Domber fut instantanément replongé quelques années en arrière, lorsqu’il suivait son cursus à l’université de la Banlieue sud. Ses professeurs avaient, dès les premiers cours, fait leur sort à l’autofiction française, lui préférant les romans fleuves américains, la seule forme littéraire capable, disaient-ils, de donner du souffle à une littérature en souffrance. La littérature ne devait pas avoir peur de s’adresser à un public populaire, de descendre de cette sorte de piédestal sur lequel elle se crispait pour ne s’adresser qu’à un milieu d’intellectuels qui se réduisait, avec le temps, comme une peau de chagrin.

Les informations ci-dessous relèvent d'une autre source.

PR #11297, opened 2026-08-09
fix(app): hold the apps search in its searching state until the newest query lands

mikejsmith1985:
## Problem

Typing in the Apps tab intermittently shows "No apps found" for a query that does match.
Searching `adhd` returns nothing; the same search a moment later returns ADHD Assistant.
Nothing about the account or the app changed in between.

`performServerSearch` used `isSearching` for two jobs at once:

- the flag the apps screen renders its loading state from, and
- the re-entrancy guard that stops two requests running at the same time.

When a query was superseded mid-flight, the `finally` block cleared `isSearching` and
notified listeners **before** starting the queued follow-up. For that frame the screen saw
"not searching" alongside the previous query's results — which
`_buildFilteredAppsSlivers` renders as "No apps found" — for a search that was still
outstanding.

The superseded request was already discarding its results correctly. What it must also stop
doing is ending the searching state, which by then belongs to its replacement.

## Change

Splits the two jobs. `_isDrainingSearchQueue` guards re-entrancy, and one run drains the
queue in a loop rather than ending and recursing per query. `isSearching` now stays true for
the whole chain, so the screen cannot fall into the empty state between two queries.

The filter-building block moves into small named helpers so the request path stays readable.
The filters it produces are unchanged — same keys, same types, same null-vs-true semantics
for the mutually exclusive `my_apps` / `installed_apps` flags.

This also removes an unawaited recursive call to `performServerSearch()` from the `finally`
block.

## Test seam

Adds `searchAppsOverride`, following the `enableAppOverride` / `disableAppOverride` pattern
already in this provider. Without it the queueing behaviour is only reachable through a live
backend, which would put the regression test outside CI. The test drives two overlapping
queries through completers and records what the screen would render on every notification.

## Verification

- `flutter test test/providers/app_provider_search_flash_test.dart` — 3/3 pass. The first
  assertion fails on the parent commit with `(isSearching: false, resultCount: 0)` recorded
  while a newer query was still in flight. That is the flash.
- `flutter test test/providers/app_provider_toggle_test.dart` — 3/3 pass, unchanged.
- `flutter test` — 1119 pass, 2 fail: `plans_sheet_l10n` and
  `voice_recorder_mic_contention`. Both fail identically on `d60ab7a1c` with this work
  stashed. An earlier run also showed `voice_recorder_test` failing; it passes in isolation
  twice and did not recur on a second full run, so it is order-dependent and unrelated to
  this change.
- `dart analyze` — no new issues; two pre-existing `avoid_print` infos remain.
- `dart format --line-length 120` — applied.

**I could not run the app.** No macOS and no Android SDK on this machine, so this is proven
by test rather than on a device. I would rather say so than imply otherwise.

## Product invariants

`scripts/pr-preflight --suggest` reports none affected.

## Failure class

Failure-Class: none

**This is declared `none` reluctantly, and the reason is probably worth your attention.**

`FC-superseded-connection-mutates-live-session` describes this defect exactly. Its violated
contract — *a callback registered on an operation that has since been replaced must never
mutate the state its replacement now owns* — is precisely what went wrong; the retired
operation is an in-flight search rather than a socket, and the state it wrongly wrote is
`isSearching` rather than session connectedness. Its canonical prevention matches the fix
too: return early when the operation is no longer current, and prove it by delivering the
retired one's completion after the replacement is live. That is what the new test does.

I declared it, and `failure-class-protocol` passed. But `failure-class-guard-artifact-ratchet`
then failed:

```
FC-superseded-connection-mutates-live-session: 3 declarations in the window
(threshold 3) with no 'canonical_prevention_artifact'.
```

So this would be the third recurrence in 90 days of a class that still has no reusable guard
surface — which is exactly the signal that ratchet exists to raise. Clearing it means either
adding a `canonical_prevention_artifact` to the definition or grandfathering it in the
allowlist, and both are registry edits that `AGENTS.md` says an instance fix must never make.

I have declared `none` so this PR does not smuggle a registry change through a bug fix. If
you would rather it were classified, the honest sequence is a registry-only PR naming a guard
artifact for that class, then re-declaring here — happy to do either, but that is your call,
not mine.

---

*Written with Claude Code. Every file:line above was verified against `d60ab7a1c`.*

<a href="https://cubic.dev/pr/BasedHardware/omi/pull/11297?utm_source=github" target="_blank" rel="noopener noreferrer" data-no-image-dialog="true"><picture><source media="(prefers-color-scheme: dark)" srcset="https://www.cubic.dev/buttons/review-in-cubic-dark.svg"><source media="(prefers-color-scheme: light)" srcset="https://www.cubic.dev/buttons/review-in-cubic-light.svg">Review in cubic</picture></a>

### DIFF
--- a/app/lib/providers/app_provider.dart
+++ b/app/lib/providers/app_provider.dart
@@ -231,6 +231,10 @@ class AppProvider extends BaseProvider {
     searchQuery = query.toLowerCase();
 
     if (query.trim().isEmpty && !_hasServerSideFilters()) {
+      // Emptying the box is a search change like any other. Without its own
+      // revision, a request already in flight would still count as current and
+      // would land its results on top of the cleared list.
+      _latestSearchRevision++;
       searchResults = [];
       isSearching = false;
       filterApps();
@@ -248,15 +252,23 @@ class AppProvider extends BaseProvider {
         filters.containsKey('Apps');
   }
 
-  String _pendingSearchQuery = '';
+  /// Identifies the newest search the user has asked for.
+  ///
+  /// A revision rather than the query text, because the text is not what makes a
+  /// search unique: narrowing by category while the same word is still loading
+  /// changes the results completely and changes the text not at all. Anything
+  /// keyed on the text alone cannot tell those two requests apart, and answers
+  /// the second with the first one's unfiltered results.
+  int _latestSearchRevision = 0;
 
   bool _isDrainingSearchQueue = false;
 
   Future<void> performServerSearch() async {
-    // Always update pending query to the latest
-    _pendingSearchQuery = searchQuery;
+    // Every call is a fresh statement of what the user wants, whether the text or
+    // the filters moved.
+    final revision = ++_latestSearchRevision;
 
-    // A run already under way will pick this query up when its current request
+    // A run already under way will pick this revision up when its current request
     // returns. Starting a second one would race it for the results.
     if (_isDrainingSearchQueue) {
       return;
@@ -268,16 +280,16 @@ class AppProvider extends BaseProvider {
 
     try {
       // Drain the queue inside one run rather than ending and restarting per
-      // query. Ending in between would publish "not searching" with the results
-      // of a query the user has already left behind — which the apps screen
+      // request. Ending in between would publish "not searching" with the results
+      // of a search the user has already moved past — which the apps screen
       // renders as "No apps found" for a search that is still outstanding.
-      var queryBeingSearched = _pendingSearchQuery;
+      var revisionBeingSearched = revision;
       while (true) {
-        await _runOneSearch(queryBeingSearched);
-        if (_pendingSearchQuery == queryBeingSearched) {
+        await _runOneSearch(revisionBeingSearched);
+        if (_latestSearchRevision == revisionBeingSearched) {
           break;
         }
-        queryBeingSearched = _pendingSearchQuery;
+        revisionBeingSearched = _latestSearchRevision;
       }
     } finally {
       _isDrainingSearchQueue = false;
@@ -287,7 +299,18 @@ class AppProvider extends BaseProvider {
   }
 
   /// Runs one search request and publishes it only if it is still the current one.
-  Future<void> _runOneSearch(String queryBeingSearched) async {
+  Future<void> _runOneSearch(int revisionBeingSearched) async {
+    // Read the query and filters this request is for before awaiting, so a change
+    // made while it is in flight cannot be mistaken for what it asked the server.
+    final queryBeingSearched = searchQuery;
+
+    // Nothing to ask the server: an empty box with no filter narrowing it. Reached
+    // when clearing the box supersedes a request that was already in flight;
+    // searchApps has cleared the results for that case already.
+    if (queryBeingSearched.trim().isEmpty && !_hasServerSideFilters()) {
+      return;
+    }
+
     try {
       final result = await (searchAppsOverride ?? retrieveAppsSearch)(
         query: queryBeingSearched.isEmpty ? null : queryBeingSearched,
@@ -300,8 +323,8 @@ class AppProvider extends BaseProvider {
         limit: 100,
       );
 
-      // The user typed on while this was in flight; these results are stale.
-      if (queryBeingSearched != _pendingSearchQuery) {
+      // The user changed the search while this was in flight; these results are stale.
+      if (revisionBeingSearched != _latestSearchRevision) {
         return;
       }
 
--- a/app/lib/providers/app_provider.dart
+++ b/app/lib/providers/app_provider.dart
@@ -14,7 +14,25 @@ import 'package:omi/utils/alerts/app_snackbar.dart';
 import 'package:omi/utils/l10n_extensions.dart';
 import 'package:omi/utils/logger.dart';
 
+/// The shape of the apps-search request, named once so the test seam can refer to it.
+typedef AppsSearchRequest = Future<({List<App> apps, Map<String, dynamic> pagination, Map<String, dynamic>? filters})>
+    Function({
+  String? query,
+  String? category,
+  double? minRating,
+  String? capability,
+  String? sort,
+  bool? myApps,
+  bool? installedApps,
+  int offset,
+  int limit,
+});
+
 class AppProvider extends BaseProvider {
+  /// Test seam — overrides [retrieveAppsSearch] in [performServerSearch].
+  @visibleForTesting
+  AppsSearchRequest? searchAppsOverride;
+
   /// Test seam — overrides [enableAppServer] in [toggleApp].
   @visibleForTesting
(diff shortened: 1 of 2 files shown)


mikejsmith1985:
@cubic-dev-ai this is a real bug and it is now fixed in c23b235.

You were right that queue identity was keyed only on query text. Worth adding that it is not new to this branch — the code being replaced used the same `_pendingSearchQuery != queryBeingSearched` check, so `applyFilters()` during an in-flight request was already being dropped. My refactor carried the blind spot forward rather than introducing it. Since it is in the path this PR is rewriting anyway, it is fixed here in its own commit rather than left for later.

**What was wrong:** narrowing by Category, Rating, Capability or Apps while the same word is still loading changes the results completely and changes the query text not at all. The drain loop saw no new text, concluded there was nothing further to run, and published the unfiltered results as the answer to the filtered search.

**The fix,** as you suggested — a monotonically increasing revision bumped on every statement of search intent, rather than a text comparison. `_runOneSearch` also now reads the query and filters immediately before issuing its request, so what a request asked for cannot drift from what it is later judged against.

One case your comment did not name, which the same root cause produces: **clearing the search box.** That sets no new pending text either, so a request already in flight still counted as current and landed its results on top of the emptied list. It takes a revision now too, and `_runOneSearch` returns early when the box is empty with no filter narrowing it, so superseding a search that way costs no request.

**Regression tests** (`app_provider_search_flash_test.dart`), both failing on the parent commit:
- filter change mid-flight — 1 request made instead of 2, and the unfiltered results published
- clear mid-flight — `Late Result` lands on an emptied list

`flutter test test/providers/` — 167 pass. Full suite 1121 pass, 2 fail (`plans_sheet_l10n`, `voice_recorder_mic_contention`), both identical on `d60ab7a1c` with this work stashed. `pr_preflight --lane local` — 11/11.

Still not verified on a device: no macOS and no Android SDK on this machine, so this is proven by test rather than by use.

mikejsmith1985:
Thanks for the re-review. On the one thing you couldn't verify from the slice — it does notify, and immediately.

`searchApps` has always called `notifyListeners()` on the cleared path; it just isn't in the diff because it is an unchanged line. `app/lib/providers/app_provider.dart:230-243`:

```dart
if (query.trim().isEmpty && !_hasServerSideFilters()) {
  _latestSearchRevision++;   // <- the only line this PR adds here
  searchResults = [];
  isSearching = false;
  filterApps();
  notifyListeners();         // <- pre-existing
  return;
}
```

So the empty state repaints synchronously, before the drain loop's `finally` is reached. The `finally` is a second notification for the same settled state rather than the first one.

For completeness on the other half of your question: `filterApps()` (`:374`) does not notify on its own — it is a pure recompute and every caller notifies afterwards. That is why the pairing above is `filterApps(); notifyListeners();` rather than one or the other, and the convention is unchanged by this PR.

Git-on-my-level:
Thanks for this — the diagnosis is sharp and the fix targets the actual root cause.

What I verified:

- **app/lib/providers/app_provider.dart** — The dual-purpose `isSearching` (UI flag + re-entrancy guard) is correctly split into `isSearching` (UI only) and `_isDrainingSearchQueue` (re-entrancy). The drain loop holds `isSearching` true across the whole chain, so the apps screen can no longer render "No apps found" between a superseded request and its replacement. The `finally` block always resets `_isDrainingSearchQueue`, so there's no stuck-searching risk on exception paths.
- The revision-based identity (`_latestSearchRevision`, commit 2) is a real improvement over the text comparison it replaces: narrowing by Category/Rating/Capability/Apps while the same query text is loading changes results completely but changes the text not at all. The original `_pendingSearchQuery != queryBeingSearched` check had that same blind spot, so fixing it here rather than deferring is the right call. Clearing the empty box now takes a revision bump too, and `_runOneSearch` early-returns for empty+no-filters, so a superseding clear costs no request.
- The `AppsSearchRequest` typedef matches `retrieveAppsSearch` (`app/lib/backend/http/api/apps.dart`) exactly, so `searchAppsOverride ?? retrieveAppsSearch` is type-correct and the `@visibleForTesting` seam mirrors the existing `enableAppOverride` pattern.
- The extracted filter helpers preserve the original null-vs-true semantics (e.g. `_isAppsFilter` returns `true` or `null`, never `false`), so the mutually-exclusive `my_apps` / `installed_apps` flags are unchanged.
- The unawaited recursive `performServerSearch()` in the old `finally` block is gone — good; the drain loop makes it unnecessary.

**app/test/providers/app_provider_search_flash_test.dart** — 5 cases covering the flash, newest-query-wins-when-late, filter-change-queues-replacement, clear-discards-in-flight, and single-search-settles. The filter-change case is the one that would have silently broken under the text-only identity, so it's the right thing to pin down.

One thing I can't verify from here: there's no CI check data on the PR yet, and the queueing is only reachable through the test seam. A maintainer with the app running should confirm the behavior on-device (particularly the `applyFilters` path during an in-flight search). The logic is sound on static review.

Positive signal — not formally approving because there's no CI signal to confirm the build yet. Appreciate the honesty in the description about the two pre-existing test failures and not being able to run on a device.

---

mikejsmith1985:
@Git-on-my-level thanks for the review — and for reading the filter helpers closely enough to check the null-vs-true semantics. That was the part I was least sure would survive review.

On the one thing holding approval: **no CI has been triggered on this PR at all.** Not failing, not pending — zero workflow runs. The only check reporting is cubic.

That is not path filtering. `.github/workflows/backend-hermetic-e2e.yml` triggers on every `pull_request` to `main` with no `paths:` filter and does its scope detection inside the job, which is what makes `Backend Hermetic Merge Gate` report on every PR per AGENTS.md. It has not run here, and the same is true of #11293.

Most likely the first-time-contributor approval gate on fork pull requests — Actions will not run until someone with write access approves the workflow run. If that is it, a maintainer clicking **Approve and run workflows** should be all it takes, and I cannot do it from my side.

Not escalating this as urgent; it just seemed worth naming, since you said the CI signal was the only thing between this and a formal approval.

For what it is worth locally, on `d60ab7a1c`: `flutter test` 1121 pass / 2 fail (`plans_sheet_l10n`, `voice_recorder_mic_contention`, both failing identically with this work stashed), and `pr_preflight --lane local` 11/11. That is not a substitute for their CI and I would rather it ran.

On your other point — a maintainer confirming `applyFilters` during an in-flight search on a real device is exactly the check I could not do, and I would rather someone did it than take the tests as proof.

kodjima33 (approved):
Good root cause: isSearching was doing double duty as loading flag and re-entrancy guard, so a superseded query flashed "No apps found". Regression test included. Approve-only — no CI has run on this branch yet.

kodjima33 (approved):
isSearching was doing double duty as loading flag and re-entrancy guard, so a superseded query flashed 'No apps found'; splits the guard and drains the queue in one run, with a regression test that fails on the parent commit. 4/5.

Esselbé s’approcha de lui et lui dit : « Je sais que tu as arrêté ton travail pour te remettre à écrire. Il ne faut pas que tu te laisses embarquer par ce métier débile d’écriture en ligne. Une fois que tu auras assez de bases pour tes histoires quotidiennes, prend du temps pour écrire ce dont tu as envie. G.G., si cela lui plaît, te publiera. » Domber se méfiait. Les écrivains qui encourageaient leurs collègues étaient rares. Il se dit que tout avait bien changé et que la crise retissait peut-être la solidarité. Il lui demanda à quoi cela lui servirait puisque plus personne ne lisait. « C’est ce que tu crois et ce que tout le monde veut croire mais il y a un marché parallèle. Le livre papier redevient à la mode peut-être en raison même de son interdiction. Il a de plus en plus de fidèles.» Il lui confirma que sa situation personnelle n’était pas si critique qu’il voulait bien le faire croire. Certes, il ne vivait pas aussi bien que vingt ans auparavant mais, s’il avait postulé pour le travail qu’ils faisaient tous les trois, c’était plus par curiosité que par nécessité.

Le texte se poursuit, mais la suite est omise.